■ **What is required**
Search the data below for the string "large" and copy all lines where it shows up.
....
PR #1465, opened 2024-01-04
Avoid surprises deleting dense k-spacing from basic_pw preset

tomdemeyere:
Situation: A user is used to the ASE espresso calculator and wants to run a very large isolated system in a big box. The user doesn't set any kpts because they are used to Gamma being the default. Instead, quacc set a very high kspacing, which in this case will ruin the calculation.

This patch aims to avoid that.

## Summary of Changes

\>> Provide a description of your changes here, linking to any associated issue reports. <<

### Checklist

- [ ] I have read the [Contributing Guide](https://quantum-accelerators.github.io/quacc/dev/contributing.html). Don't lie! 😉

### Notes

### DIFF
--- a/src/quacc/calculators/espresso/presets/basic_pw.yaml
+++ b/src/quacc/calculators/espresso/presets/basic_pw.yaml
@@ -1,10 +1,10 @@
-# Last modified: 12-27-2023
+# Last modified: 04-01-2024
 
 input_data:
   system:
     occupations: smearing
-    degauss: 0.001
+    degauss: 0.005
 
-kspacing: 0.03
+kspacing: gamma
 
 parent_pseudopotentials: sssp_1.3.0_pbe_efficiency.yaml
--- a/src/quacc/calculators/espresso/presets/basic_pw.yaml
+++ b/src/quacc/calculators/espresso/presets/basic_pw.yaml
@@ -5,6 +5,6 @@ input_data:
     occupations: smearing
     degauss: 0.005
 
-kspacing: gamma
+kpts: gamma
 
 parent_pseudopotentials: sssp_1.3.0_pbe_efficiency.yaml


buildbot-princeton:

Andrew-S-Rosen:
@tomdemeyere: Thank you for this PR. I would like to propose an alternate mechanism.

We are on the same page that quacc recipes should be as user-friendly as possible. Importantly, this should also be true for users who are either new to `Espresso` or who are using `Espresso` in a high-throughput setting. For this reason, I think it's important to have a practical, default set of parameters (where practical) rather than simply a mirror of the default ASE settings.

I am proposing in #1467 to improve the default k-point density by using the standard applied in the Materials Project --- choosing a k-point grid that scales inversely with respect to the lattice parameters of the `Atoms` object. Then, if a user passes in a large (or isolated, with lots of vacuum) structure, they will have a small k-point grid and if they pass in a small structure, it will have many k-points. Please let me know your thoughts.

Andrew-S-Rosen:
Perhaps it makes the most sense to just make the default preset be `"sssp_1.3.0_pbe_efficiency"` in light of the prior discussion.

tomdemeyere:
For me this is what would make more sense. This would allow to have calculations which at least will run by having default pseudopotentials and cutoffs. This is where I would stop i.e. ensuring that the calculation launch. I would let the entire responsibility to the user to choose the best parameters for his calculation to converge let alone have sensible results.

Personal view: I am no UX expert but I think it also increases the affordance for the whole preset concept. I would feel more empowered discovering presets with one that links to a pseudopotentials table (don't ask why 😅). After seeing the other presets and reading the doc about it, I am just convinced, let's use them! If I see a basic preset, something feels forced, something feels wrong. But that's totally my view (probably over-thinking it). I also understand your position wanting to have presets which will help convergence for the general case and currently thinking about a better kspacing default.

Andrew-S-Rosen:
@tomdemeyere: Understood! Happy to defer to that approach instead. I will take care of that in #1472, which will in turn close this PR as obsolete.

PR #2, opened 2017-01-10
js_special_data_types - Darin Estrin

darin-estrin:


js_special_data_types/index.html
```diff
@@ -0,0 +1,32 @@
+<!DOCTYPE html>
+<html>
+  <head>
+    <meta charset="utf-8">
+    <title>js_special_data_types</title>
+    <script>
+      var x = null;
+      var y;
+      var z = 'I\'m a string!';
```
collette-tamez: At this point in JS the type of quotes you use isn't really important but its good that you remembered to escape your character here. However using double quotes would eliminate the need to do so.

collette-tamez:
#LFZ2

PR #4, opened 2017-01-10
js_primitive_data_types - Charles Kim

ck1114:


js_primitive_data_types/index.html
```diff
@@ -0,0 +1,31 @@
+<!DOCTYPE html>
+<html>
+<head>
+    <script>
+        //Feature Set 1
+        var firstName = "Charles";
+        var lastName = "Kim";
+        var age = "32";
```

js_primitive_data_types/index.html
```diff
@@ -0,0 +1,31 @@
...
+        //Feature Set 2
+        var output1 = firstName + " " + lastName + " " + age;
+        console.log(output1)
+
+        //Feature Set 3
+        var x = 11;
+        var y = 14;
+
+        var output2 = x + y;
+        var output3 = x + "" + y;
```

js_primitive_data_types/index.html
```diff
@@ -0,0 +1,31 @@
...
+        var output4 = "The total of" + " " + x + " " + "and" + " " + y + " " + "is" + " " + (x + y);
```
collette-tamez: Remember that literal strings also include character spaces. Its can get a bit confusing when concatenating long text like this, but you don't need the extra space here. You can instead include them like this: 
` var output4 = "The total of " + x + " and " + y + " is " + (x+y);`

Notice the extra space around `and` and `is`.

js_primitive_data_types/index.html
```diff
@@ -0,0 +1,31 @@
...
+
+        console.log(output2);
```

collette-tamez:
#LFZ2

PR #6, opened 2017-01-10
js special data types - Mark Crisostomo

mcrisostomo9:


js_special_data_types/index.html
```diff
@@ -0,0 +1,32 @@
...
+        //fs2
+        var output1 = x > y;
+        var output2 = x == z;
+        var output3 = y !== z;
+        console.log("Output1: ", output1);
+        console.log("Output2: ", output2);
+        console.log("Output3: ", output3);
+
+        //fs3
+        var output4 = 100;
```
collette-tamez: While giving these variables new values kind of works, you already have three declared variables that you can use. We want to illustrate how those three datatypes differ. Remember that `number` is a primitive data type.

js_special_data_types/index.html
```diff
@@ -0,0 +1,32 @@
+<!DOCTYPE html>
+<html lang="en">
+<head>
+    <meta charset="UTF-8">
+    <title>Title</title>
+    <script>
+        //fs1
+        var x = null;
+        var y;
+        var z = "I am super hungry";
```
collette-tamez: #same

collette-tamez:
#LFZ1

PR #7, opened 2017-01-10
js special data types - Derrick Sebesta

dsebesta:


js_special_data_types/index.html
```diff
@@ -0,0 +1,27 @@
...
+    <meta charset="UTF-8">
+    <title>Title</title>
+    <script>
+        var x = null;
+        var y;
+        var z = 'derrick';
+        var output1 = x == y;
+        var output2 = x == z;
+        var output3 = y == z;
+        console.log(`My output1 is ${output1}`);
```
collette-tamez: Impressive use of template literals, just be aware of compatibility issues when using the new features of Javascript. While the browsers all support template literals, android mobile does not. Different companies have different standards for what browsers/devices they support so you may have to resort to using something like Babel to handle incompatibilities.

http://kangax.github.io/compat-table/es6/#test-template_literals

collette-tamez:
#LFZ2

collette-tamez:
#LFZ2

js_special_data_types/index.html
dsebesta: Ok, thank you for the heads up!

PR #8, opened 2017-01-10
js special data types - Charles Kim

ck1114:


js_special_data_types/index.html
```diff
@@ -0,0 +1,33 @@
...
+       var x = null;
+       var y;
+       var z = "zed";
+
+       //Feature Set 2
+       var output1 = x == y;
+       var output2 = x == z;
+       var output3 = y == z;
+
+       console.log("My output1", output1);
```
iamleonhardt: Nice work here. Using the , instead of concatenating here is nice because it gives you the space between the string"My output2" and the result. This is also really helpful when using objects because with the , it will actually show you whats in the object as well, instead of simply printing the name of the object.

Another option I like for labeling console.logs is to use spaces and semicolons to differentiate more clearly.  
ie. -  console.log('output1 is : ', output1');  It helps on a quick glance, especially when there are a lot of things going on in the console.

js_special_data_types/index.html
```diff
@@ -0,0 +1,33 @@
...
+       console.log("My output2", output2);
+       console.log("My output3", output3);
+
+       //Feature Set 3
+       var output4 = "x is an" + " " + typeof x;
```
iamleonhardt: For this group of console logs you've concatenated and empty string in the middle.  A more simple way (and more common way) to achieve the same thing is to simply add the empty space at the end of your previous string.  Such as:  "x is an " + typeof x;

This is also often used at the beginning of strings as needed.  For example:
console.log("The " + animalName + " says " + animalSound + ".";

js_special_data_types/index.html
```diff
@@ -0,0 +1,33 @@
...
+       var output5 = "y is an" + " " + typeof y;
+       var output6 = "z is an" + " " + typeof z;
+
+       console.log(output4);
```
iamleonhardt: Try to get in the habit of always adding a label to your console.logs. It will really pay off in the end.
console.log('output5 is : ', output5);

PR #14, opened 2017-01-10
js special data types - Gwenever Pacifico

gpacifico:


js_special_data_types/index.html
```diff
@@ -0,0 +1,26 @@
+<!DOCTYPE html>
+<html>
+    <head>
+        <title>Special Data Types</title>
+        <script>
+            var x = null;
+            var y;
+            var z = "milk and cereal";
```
....
■ **Answer to this exercise**
Situation: A user is used to the ASE espresso calculator and wants to run a very large isolated system in a big box. The user doesn't set any kpts because they are used to Gamma being the default. Instead, quacc set a very high kspacing, which in this case will ruin the calculation.
I am proposing in #1467 to improve the default k-point density by using the standard applied in the Materials Project --- choosing a k-point grid that scales inversely with respect to the lattice parameters of the `Atoms` object. Then, if a user passes in a large (or isolated, with lots of vacuum) structure, they will have a small k-point grid and if they pass in a small structure, it will have many k-points. Please let me know your thoughts.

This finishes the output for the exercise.